Stored data:
★ ★ ★

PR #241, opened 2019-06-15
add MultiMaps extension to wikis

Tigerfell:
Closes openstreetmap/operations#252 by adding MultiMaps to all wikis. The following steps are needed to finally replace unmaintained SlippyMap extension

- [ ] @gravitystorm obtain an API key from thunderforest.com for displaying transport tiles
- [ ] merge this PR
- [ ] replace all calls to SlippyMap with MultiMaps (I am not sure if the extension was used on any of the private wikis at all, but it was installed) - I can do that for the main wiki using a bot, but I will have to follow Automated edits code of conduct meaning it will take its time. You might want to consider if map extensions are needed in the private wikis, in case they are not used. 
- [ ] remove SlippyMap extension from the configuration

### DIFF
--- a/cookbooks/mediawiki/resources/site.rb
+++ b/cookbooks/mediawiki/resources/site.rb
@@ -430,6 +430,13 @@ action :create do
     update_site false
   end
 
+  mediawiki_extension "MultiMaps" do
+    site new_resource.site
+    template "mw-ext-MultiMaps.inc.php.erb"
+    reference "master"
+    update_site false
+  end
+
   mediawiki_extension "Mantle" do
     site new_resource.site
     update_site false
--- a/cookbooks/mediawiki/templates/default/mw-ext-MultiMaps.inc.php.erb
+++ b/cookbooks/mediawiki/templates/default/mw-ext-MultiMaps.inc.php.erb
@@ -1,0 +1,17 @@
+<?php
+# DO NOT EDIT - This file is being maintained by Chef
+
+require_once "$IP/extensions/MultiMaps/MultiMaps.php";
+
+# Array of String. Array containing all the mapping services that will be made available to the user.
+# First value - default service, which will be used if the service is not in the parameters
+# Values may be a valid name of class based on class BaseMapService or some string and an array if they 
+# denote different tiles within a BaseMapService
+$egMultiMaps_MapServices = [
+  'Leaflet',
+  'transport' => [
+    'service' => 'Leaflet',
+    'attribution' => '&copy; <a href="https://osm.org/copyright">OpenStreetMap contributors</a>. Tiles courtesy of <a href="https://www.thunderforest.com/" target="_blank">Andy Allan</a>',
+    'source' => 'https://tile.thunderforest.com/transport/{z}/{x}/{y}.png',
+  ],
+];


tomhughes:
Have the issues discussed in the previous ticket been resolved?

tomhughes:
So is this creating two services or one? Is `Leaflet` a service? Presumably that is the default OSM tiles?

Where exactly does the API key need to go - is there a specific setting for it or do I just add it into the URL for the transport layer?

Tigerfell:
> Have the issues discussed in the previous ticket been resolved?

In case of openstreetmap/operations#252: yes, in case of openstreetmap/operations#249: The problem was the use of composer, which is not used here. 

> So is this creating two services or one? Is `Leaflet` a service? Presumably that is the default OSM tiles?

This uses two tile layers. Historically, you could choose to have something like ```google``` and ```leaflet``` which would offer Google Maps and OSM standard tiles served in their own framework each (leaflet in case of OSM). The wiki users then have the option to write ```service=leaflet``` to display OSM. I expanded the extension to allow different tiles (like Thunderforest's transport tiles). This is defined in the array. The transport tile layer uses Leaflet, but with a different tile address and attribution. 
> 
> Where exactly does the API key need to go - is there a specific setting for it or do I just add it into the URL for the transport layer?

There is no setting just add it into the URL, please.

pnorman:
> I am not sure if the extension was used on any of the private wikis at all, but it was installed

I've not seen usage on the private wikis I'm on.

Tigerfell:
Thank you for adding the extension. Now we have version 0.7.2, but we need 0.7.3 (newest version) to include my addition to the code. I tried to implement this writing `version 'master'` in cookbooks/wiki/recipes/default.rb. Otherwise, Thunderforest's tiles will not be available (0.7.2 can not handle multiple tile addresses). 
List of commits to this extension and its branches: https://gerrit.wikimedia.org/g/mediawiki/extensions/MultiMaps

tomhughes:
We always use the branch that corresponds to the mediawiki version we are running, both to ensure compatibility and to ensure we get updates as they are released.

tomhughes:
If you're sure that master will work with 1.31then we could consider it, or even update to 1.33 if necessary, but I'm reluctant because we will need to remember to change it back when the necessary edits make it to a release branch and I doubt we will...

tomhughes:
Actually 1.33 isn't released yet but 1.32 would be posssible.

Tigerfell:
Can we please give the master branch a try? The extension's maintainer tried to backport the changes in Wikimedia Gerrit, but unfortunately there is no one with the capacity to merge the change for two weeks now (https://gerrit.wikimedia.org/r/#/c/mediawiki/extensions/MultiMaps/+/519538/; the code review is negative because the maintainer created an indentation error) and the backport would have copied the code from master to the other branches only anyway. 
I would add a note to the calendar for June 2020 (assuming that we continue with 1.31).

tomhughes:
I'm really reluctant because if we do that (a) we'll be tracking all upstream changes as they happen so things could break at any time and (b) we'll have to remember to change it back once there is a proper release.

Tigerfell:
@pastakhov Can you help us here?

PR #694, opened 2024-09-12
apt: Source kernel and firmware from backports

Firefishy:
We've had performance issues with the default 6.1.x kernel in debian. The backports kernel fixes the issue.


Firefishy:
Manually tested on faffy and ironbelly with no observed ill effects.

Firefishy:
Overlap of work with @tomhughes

★ ★ ★

## Task objective
Retype each record. Keep every character as it is.

## Answer box
PR #241, opened 2019-06-15
add MultiMaps extension to wikis

Tigerfell:
Closes openstreetmap/operations#252 by adding MultiMaps to all wikis. The following steps are needed to finally replace unmaintained SlippyMap extension

- [ ] @gravitystorm obtain an API key from thunderforest.com for displaying transport tiles
- [ ] merge this PR
- [ ] replace all calls to SlippyMap with MultiMaps (I am not sure if the extension was used on any of the private wikis at all, but it was installed) - I can do that for the main wiki using a bot, but I will have to follow Automated edits code of conduct meaning it will take its time. You might want to consider if map extensions are needed in the private wikis, in case they are not used. 
- [ ] remove SlippyMap extension from the configuration

### DIFF
--- a/cookbooks/mediawiki/resources/site.rb
+++ b/cookbooks/mediawiki/resources/site.rb
@@ -430,6 +430,13 @@ action :create do
     update_site false
   end
 
+  mediawiki_extension "MultiMaps" do
+    site new_resource.site
+    template "mw-ext-MultiMaps.inc.php.erb"
+    reference "master"
+    update_site false
+  end
+
   mediawiki_extension "Mantle" do
     site new_resource.site
     update_site false
--- a/cookbooks/mediawiki/templates/default/mw-ext-MultiMaps.inc.php.erb
+++ b/cookbooks/mediawiki/templates/default/mw-ext-MultiMaps.inc.php.erb
@@ -1,0 +1,17 @@
+<?php
+# DO NOT EDIT - This file is being maintained by Chef
+
+require_once "$IP/extensions/MultiMaps/MultiMaps.php";
+
+# Array of String. Array containing all the mapping services that will be made available to the user.
+# First value - default service, which will be used if the service is not in the parameters
+# Values may be a valid name of class based on class BaseMapService or some string and an array if they 
+# denote different tiles within a BaseMapService
+$egMultiMaps_MapServices = [
+  'Leaflet',
+  'transport' => [
+    'service' => 'Leaflet',
+    'attribution' => '&copy; <a href="https://osm.org/copyright">OpenStreetMap contributors</a>. Tiles courtesy of <a href="https://www.thunderforest.com/" target="_blank">Andy Allan</a>',
+    'source' => 'https://tile.thunderforest.com/transport/{z}/{x}/{y}.png',
+  ],
+];


tomhughes:
Have the issues discussed in the previous ticket been resolved?

tomhughes:
So is this creating two services or one? Is `Leaflet` a service? Presumably that is the default OSM tiles?

Where exactly does the API key need to go - is there a specific setting for it or do I just add it into the URL for the transport layer?

Tigerfell:
> Have the issues discussed in the previous ticket been resolved?

In case of openstreetmap/operations#252: yes, in case of openstreetmap/operations#249: The problem was the use of composer, which is not used here. 

> So is this creating two services or one? Is `Leaflet` a service? Presumably that is the default OSM tiles?

This uses two tile layers. Historically, you could choose to have something like ```google``` and ```leaflet``` which would offer Google Maps and OSM standard tiles served in their own framework each (leaflet in case of OSM). The wiki users then have the option to write ```service=leaflet``` to display OSM. I expanded the extension to allow different tiles (like Thunderforest's transport tiles). This is defined in the array. The transport tile layer uses Leaflet, but with a different tile address and attribution. 
> 
> Where exactly does the API key need to go - is there a specific setting for it or do I just add it into the URL for the transport layer?

There is no setting just add it into the URL, please.

pnorman:
> I am not sure if the extension was used on any of the private wikis at all, but it was installed

I've not seen usage on the private wikis I'm on.

Tigerfell:
Thank you for adding the extension. Now we have version 0.7.2, but we need 0.7.3 (newest version) to include my addition to the code. I tried to implement this writing `version 'master'` in cookbooks/wiki/recipes/default.rb. Otherwise, Thunderforest's tiles will not be available (0.7.2 can not handle multiple tile addresses). 
List of commits to this extension and its branches: https://gerrit.wikimedia.org/g/mediawiki/extensions/MultiMaps

tomhughes:
We always use the branch that corresponds to the mediawiki version we are running, both to ensure compatibility and to ensure we get updates as they are released.

tomhughes:
If you're sure that master will work with 1.31then we could consider it, or even update to 1.33 if necessary, but I'm reluctant because we will need to remember to change it back when the necessary edits make it to a release branch and I doubt we will...

tomhughes:
Actually 1.33 isn't released yet but 1.32 would be posssible.

Tigerfell:
Can we please give the master branch a try? The extension's maintainer tried to backport the changes in Wikimedia Gerrit, but unfortunately there is no one with the capacity to merge the change for two weeks now (https://gerrit.wikimedia.org/r/#/c/mediawiki/extensions/MultiMaps/+/519538/; the code review is negative because the maintainer created an indentation error) and the backport would have copied the code from master to the other branches only anyway. 
I would add a note to the calendar for June 2020 (assuming that we continue with 1.31).

tomhughes:
I'm really reluctant because if we do that (a) we'll be tracking all upstream changes as they happen so things could break at any time and (b) we'll have to remember to change it back once there is a proper release.

Tigerfell:
@pastakhov Can you help us here?

PR #694, opened 2024-09-12
apt: Source kernel and firmware from backports

Firefishy:
We've had performance issues with the default 6.1.x kernel in debian. The backports kernel fixes the issue.


Firefishy:
Manually tested on faffy and ironbelly with no observed ill effects.

Firefishy:
Overlap of work with @tomhughes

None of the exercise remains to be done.